Her biggest complaint was my selfishness. I always wanted to do what I wanted to do, never taking her needs into consideration. I never wanted to do things with her. I never showed her much affection. I never wanted to just sit and talk to her. While I did do these things sometimes, it wasn't enough to take away the displeasure she felt. While I believe that some of her expectations were difficult to achieve, I believe that things would be so different now if I'd learned this lesson a few years ago. At one time, we were madly in love. At one time, she was pleased to be with me. At one time, she couldn't wait to see me at the end of a long day. Not anymore. She says I stopped having fun and, therefore, allowed our relationship to grow stale. As we part our separate ways, I hold on to hope that after making some personal changes, i may become once again attractive to her and we may be able to rekindle the lost flame, but I'm not sure it's possible with all the hurt she has built up. If I could just do it all over again. 

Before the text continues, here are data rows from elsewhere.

PR #289, opened 2015-05-13
Admin Page

### LINKED ISSUE #120: Admins: assign role, privileged API calls
Scott Gladstone
Should there be a delete to actually remove a feed from the database? It's not something that user's should be able to do, but maybe admins? For example, if an admin wanted to remove an "offensive" feed?

It would have both login required and role required decorators.

Alex Gerstein  
alexgerstein added a note 26 minutes ago
That's a good point. We might want that as an option in the future. Unsubscribe is the more common call though, so I think it makes sense to leave it as the DELETE to FeedList for now.

If we want to add an admin delete in the future, we can add a feeds/id/delete URL with role protection (admins-only) on it down the line.

Scott Gladstone  
Unsubscribe is currently a delete in FeedAPI. We'd put admin delete in FeedListAPI, and perhaps have the admin delete button send the name of the feed in a form?

Scott Gladstone  
swglad added a note 22 minutes ago
Would you want to add it now? I'd only encourage it because we're making enormous API changes here so it makes sense as part of this PR more than as a future issue.

Alex Gerstein   ]
alexgerstein added a note 12 minutes ago
You don't want to put a DELETE on a list, since that route doesn't specify which feed you're trying to delete. Since we don't have any other admin commands yet--and deleting inappropriate feeds is more of an enhancement--I think we can take time to consider how we handle our admin API and create an "admin permissions" task for the future.

Also remember we don't even have ways of assigning people the admin role yet.

alexgerstein:
Closes #120.

### DIFF
--- a/sourcemash/admin.py
+++ b/sourcemash/admin.py
@@ -1,0 +1,22 @@
+from flask.ext.admin import Admin
+from flask.ext.admin.contrib.sqla import ModelView
+from flask.ext.login import current_user
+from sourcemash.database import db
+from sourcemash.models import Feed
+
+admin = Admin()
+
+
+class FeedView(ModelView):
+    can_create = False
+    can_delete = False
+
+    def is_accessible(self):
+        return current_user.is_authenticated() and \
+               current_user.email == "admin@sourcemash.com"
+
+    column_display_pk = True
+    form_columns = ['title', 'topic', 'public', 'image_url']
+
+
+admin.add_view(FeedView(Feed, db.session))
--- a/sourcemash/admin.py
+++ b/sourcemash/admin.py
@@ -1,3 +1,4 @@
+from flask import redirect, url_for
 from flask.ext.admin import Admin
 from flask.ext.admin.contrib.sqla import ModelView
 from flask.ext.login import current_user
@@ -14,6 +15,10 @@ class FeedView(ModelView):
     def is_accessible(self):
         return current_user.is_authenticated() and \
                current_user.email == "admin@sourcemash.com"
+
+    def _handle_view(self, name, **kwargs):
+            if not self.is_accessible():
+                return redirect(url_for('security.login'))
 
     column_display_pk = True
     form_columns = ['title', 'topic', 'public', 'image_url']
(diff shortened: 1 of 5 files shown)


sourcemash/admin.py
```diff
@@ -0,0 +1,27 @@
...
+
+    def _handle_view(self, name, **kwargs):
+            if not self.is_accessible():
+                return redirect(url_for('security.login'))
+
+    column_display_pk = True
+    form_columns = ['title', 'topic', 'public', 'image_url']
+
+
+admin.add_view(FeedView(Feed, db.session))
```
swglad: Is the admin page at ```/admin```?

alexgerstein: Yessir

Alex Gerstein
gerstein.alex@gmail.com




On Wed, May 13, 2015 at 9:56 AM -0700, "Scott Gladstone" <notifications@github.com> wrote:












In sourcemash/admin.py:
> +    can_create = False
> +    can_delete = False
> +
> +    def is_accessible(self):
> +        return current_user.is_authenticated() and \
> +               current_user.email == "admin@sourcemash.com"
> +
> +    def _handle_view(self, name, **kwargs):
> +            if not self.is_accessible():
> +                return redirect(url_for('security.login'))
> +
> +    column_display_pk = True
> +    form_columns = ['title', 'topic', 'public', 'image_url']
> +
> +
> +admin.add_view(FeedView(Feed, db.session))



Is the admin page at /admin?

swglad: Can you add a link to it on the profile page if user.get(‘email’) == “admin@sourcemash.com”?

alexgerstein: Should I just put the link in the sidenav?

swglad: Sounds good. As long as it’s only Admin who can see it, I’m game for that. Gotta find a good icon for it then!

sourcemash/frontend/templates/sidenav.tpl
```diff
@@ -65,6 +65,9 @@
       <a href="/#browse"><li class="collection-item"><i class="mdi-action-view-module"></i>Browse</li></a>
       <a href="/#saved"><li class="collection-item"><i class="mdi-action-bookmark"></i>Saved</li></a>
       <a href="/#profile"><li class="collection-item"><i class="mdi-social-person"></i>Profile</li></a>
+      <% if (current_user.get('email')) { %>
```
swglad: ```== "admin@sourcemash.com"```?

I do understand the environment in which i grew up contributed to my inability to express love, it is ultimately all my fault for not recognizing it earlier. I wish I'd know about books like "His Needs Her Need" or "The Love Dare" before now. I wish I'd sought out more help for my issues in order to prevent this. As it stands now, I have lost the woman I am still so deeply in love with. I will work on my issues and stay optimistic that my changes might help me get her back, but what I believe is that I'm correcting myself in order to not have this happen again in my next relationship. Such a hard way to learn a lesson. They say as long as one spouse still has love, there is always a chance. We have a daughter together so we will still have a lot of contact. She's even stated that I could still attend her families functions and gatherings, since they are really all the family I have here. I still have a chance, albeit a small one, but there's nothing wrong with hope. 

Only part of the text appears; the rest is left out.